- **DATA EXTRACTS**
--------------------------------------------------
PR #2150, opened 2024-04-06
duplicate app-icon badge counter to chat's tab-bar-item

### LINKED ISSUE #2130: show number of unread messages on "Chats" icon in tabbar
this makes it easier to notice new messages eg. if the list is scrolled down, for whatever reason. by the improved notifications, this situation has become even more frequent for "N messages in M chats" messages.

also, this is what most other comparable apps are doing.

- there is a system option for that at `UITabBarItem.badgeValue` (thanks for the hint, @zeitschlag), we should just use that. it is shown in "red", not in blue, however, this is fine - on the homescreen, badges are also "red", this somehow fades the color to the app. seems advisable to stay with what the system provides here, and again, this is also what comparable apps are doing.  
EDIT: there is also https://developer.apple.com/documentation/uikit/uitabbaritem/1648567-badgecolor - so seems we have options wrt color :)

- the correct value is at `dcContext.getFreshMessages().count` - EDIT: or maybe repeat the value from the app icon? we should try that out in practise

- for updating, this seems similar to when `getFreshMessageCount()` is called to update the "other accounts unread" in the upper left corner

r10s:
to make it easier to notice new messages,
this PR shows the number of unread messages in the chat's tab-bar item -
and not only on the app-icon on the homescreen.

this is esp. useful as [tapping the icon scrolls up now](https://github.com/deltachat/deltachat-ios/pull/2127),
giving users and intuitive way to get to the new chats.

both badge counters will show the same number in the same layout.
if notifications are disabled, both counters are hidden
(the badges beside chats stay)

in practise, this feels totally normal and correctly,
this behavior is known from many other apps on iOS.
(i was also trying to show only the number of the active account,
that is more confusing, also in some tiny tests with some ppl.
i also tried other colors, but the default color seems the way to go here)

this also resets the counter on app start,                                      
maybe fixing some rare bugs where the counter is wrong on the app icon 

closes #2130

note, that the badge counters are not strictly event driven as they may be updates also when the app is not running by the [NSE](https://github.com/deltachat/deltachat-ios/pull/2105)

### DIFF
--- a/deltachat-ios/AppDelegate.swift
+++ b/deltachat-ios/AppDelegate.swift
@@ -284,6 +284,7 @@ class AppDelegate: UIResponder, UIApplicationDelegate, UNUserNotificationCenterD
         logger.info("➡️ applicationDidBecomeActive")
         UserDefaults.setMainIoRunning()
         applicationInForeground = true
+        NotificationManager.updateBadgeCounters()
     }
 
     func applicationWillResignActive(_: UIApplication) {
--- a/deltachat-ios/Controller/Settings/SettingsViewController.swift
+++ b/deltachat-ios/Controller/Settings/SettingsViewController.swift
@@ -246,7 +246,7 @@ internal final class SettingsViewController: UITableViewController {
             NotificationManager.removeAllNotifications()
         }
         UserDefaults.standard.synchronize()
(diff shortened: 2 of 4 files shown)


zeitschlag (approved):
LGTM!

PR #2155, opened 2024-04-17
Second Attempt at "Long Press to ask user to copy link" / Link-"context menu"

Simon-Laux:
- detect long tap on link (I finally found out how to do it 🎉 )
- add an action sheet

This still is a draft with probably rather bad code, but it already works.

- only works on iOS 13+ but I think thats ok
- [ ] I don't really like my time-based-workaround against false triggers of the normal tap handler.
- [ ] A. Would be cool to also use the ios context menu instead of the action sheet, but there is no real link element, it's just part of the UILabel, so probably complicated to make it look good
- [ ] B. or as an alternative to A we could also copy the design of the "copy link sheet" from whatsapp, it seems to be similar to the safari tab switcher or our account switcher.
- [ ] The jumping around of the message list when the sheet opens is not nice to look at

Optional:
- [ ] add small haptic feedback when opening the action sheet, that would already be included with A.
- [ ] Add a option to copy to phone numbers, maybe also a "create phone contact" action

Disclaimer: This is just me playing around because I want this feature (https://support.delta.chat/t/copy-a-link-from-a-message-on-long-press-in-ios/2755).
It is not currently a project priority.

### DIFF
--- a/deltachat-ios/Chat/ChatViewController.swift
+++ b/deltachat-ios/Chat/ChatViewController.swift
@@ -2027,7 +2027,16 @@ extension ChatViewController {
         if tableView.isEditing || messageId == DC_MSG_ID_MARKER1 || messageId == DC_MSG_ID_DAYMARKER {
             return nil
         }
-
+        // Check if the long tap is on a link (or other message text element with custom long tap behavior)
+        if let msgcell = tableView.cellForRow(at: indexPath) as? BaseMessageCell {
+            let label = msgcell.messageLabel.label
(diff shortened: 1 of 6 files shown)


Simon-Laux:
Using this already daily since I made the pr and it works good for me most of the time.
Is probably easy to implement more cleanly for someone with more fundamental knowledge of iOS tap handlers and tap-event propagation.

r10s:
i picked up esp. the last suggestion and created https://github.com/deltachat/deltachat-ios/pull/2445

PR #2158, opened 2024-04-25
try to support openpgp4fpr links inside webxdc

### LINKED ISSUE #2157: allow openpgp4fpr scheme links inside webxdc
so iOS users can discover bots and benefit from the [Public Bots Index](https://github.com/deltachat-bot/public-bots) which is also important WRT the new onboarding effort since with chatmail instances, users can not write directly to bots but need to verify them first to be able to write, with this chatmail users will be able to use bots

this is already supported by Delta Chat Desktop and will be supported by Android in https://github.com/deltachat/deltachat-android/pull/3008

adbenitez:
I am rather skeptical this is correct since couldn't find a similar case to imitate but hopefully at least the PR could serve as a base for someone to take over and tweak/fix

close #2157

### DIFF
--- a/deltachat-ios/Controller/WebxdcViewController.swift
+++ b/deltachat-ios/Controller/WebxdcViewController.swift
@@ -322,7 +322,7 @@ class WebxdcViewController: WebViewViewController {
                 openChatFor(url: url)
                 decisionHandler(.cancel)
                 return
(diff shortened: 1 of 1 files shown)


r10s:
nb: for testing, ex. write to <botsindex@nine.testrun.org> and try to click a bot in the list

r10s (approved):
like a pro!

works as expected 👌

PR #2396, opened 2024-11-14
2389 detect proxy urls

zeitschlag:


deltachat-ios/Chat/ChatViewController.swift
```diff
@@ -2390,6 +2392,31 @@ extension ChatViewController: BaseMessageCellDelegate {
         }
     }
 
+    private func selectProxy(url proxyURL: String) {
+        let host = dcContext.checkQR(qrCode: proxyURL).text1 ?? ""
+        let dcAccounts = DcAccounts.shared
```
zeitschlag, line 2397: I'm not a 100% happy with using the singleton here, the alternative would've been to inject a `DcAccounts`-object and when I tried to, this kind of blew up in size and complexity.

r10s: using `DcAccounts.shared` is totally fine, no need to pass that around, there really should be only one. if that changes, we need some refactoring anyways (but, really, having multiple DcAccounts objects  is not planned nor forseeable)

deltachat-ios/Controller/ContactDetailViewController.swift
```diff
@@ -608,4 +610,30 @@ extension ContactDetailViewController: MultilineLabelCellDelegate {
             UIApplication.shared.open(url)
         }
     }
+
+    private func selectProxy(url proxyURL: String) {
```
r10s, line 614: let's unduplicate that code, eg. move it beside handleDeltaChatInvitation().

this makes maintenance easier, esp. as the code from the profile is probably used far less often (still, i think, it is nice to allow that also there)

r10s (approved):
only a minor, in general, works as expected

deltachat-ios/Controller/ContactDetailViewController.swift
zeitschlag: I thought about that, my rule of thumb is: If it appears more than twice, it's worth it to unduplicate it. In this case we'd probably need to unduplicate the entire `urlTapped`-thing, right?

PR #2398, opened 2024-11-14
tweak proxy icons

r10s:
this changes the proxy icon above the chatlist
to checked-shield (ON) and emtpy-shield (OFF)

- the striked-shield for OFF is confusing, as at other places, the strike through is used to show an action, so what would happen when the button is pressed (mute). analoguely, the strike-shield, one could think, the button removes the proxy.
--------------------------------------------------
Repeat each line of the data above, exactly as it appears, from the first through the line that contains "also, this is".

PR #2150, opened 2024-04-06
duplicate app-icon badge counter to chat's tab-bar-item

### LINKED ISSUE #2130: show number of unread messages on "Chats" icon in tabbar
this makes it easier to notice new messages eg. if the list is scrolled down, for whatever reason. by the improved notifications, this situation has become even more frequent for "N messages in M chats" messages.

also, this is what most other comparable apps are doing.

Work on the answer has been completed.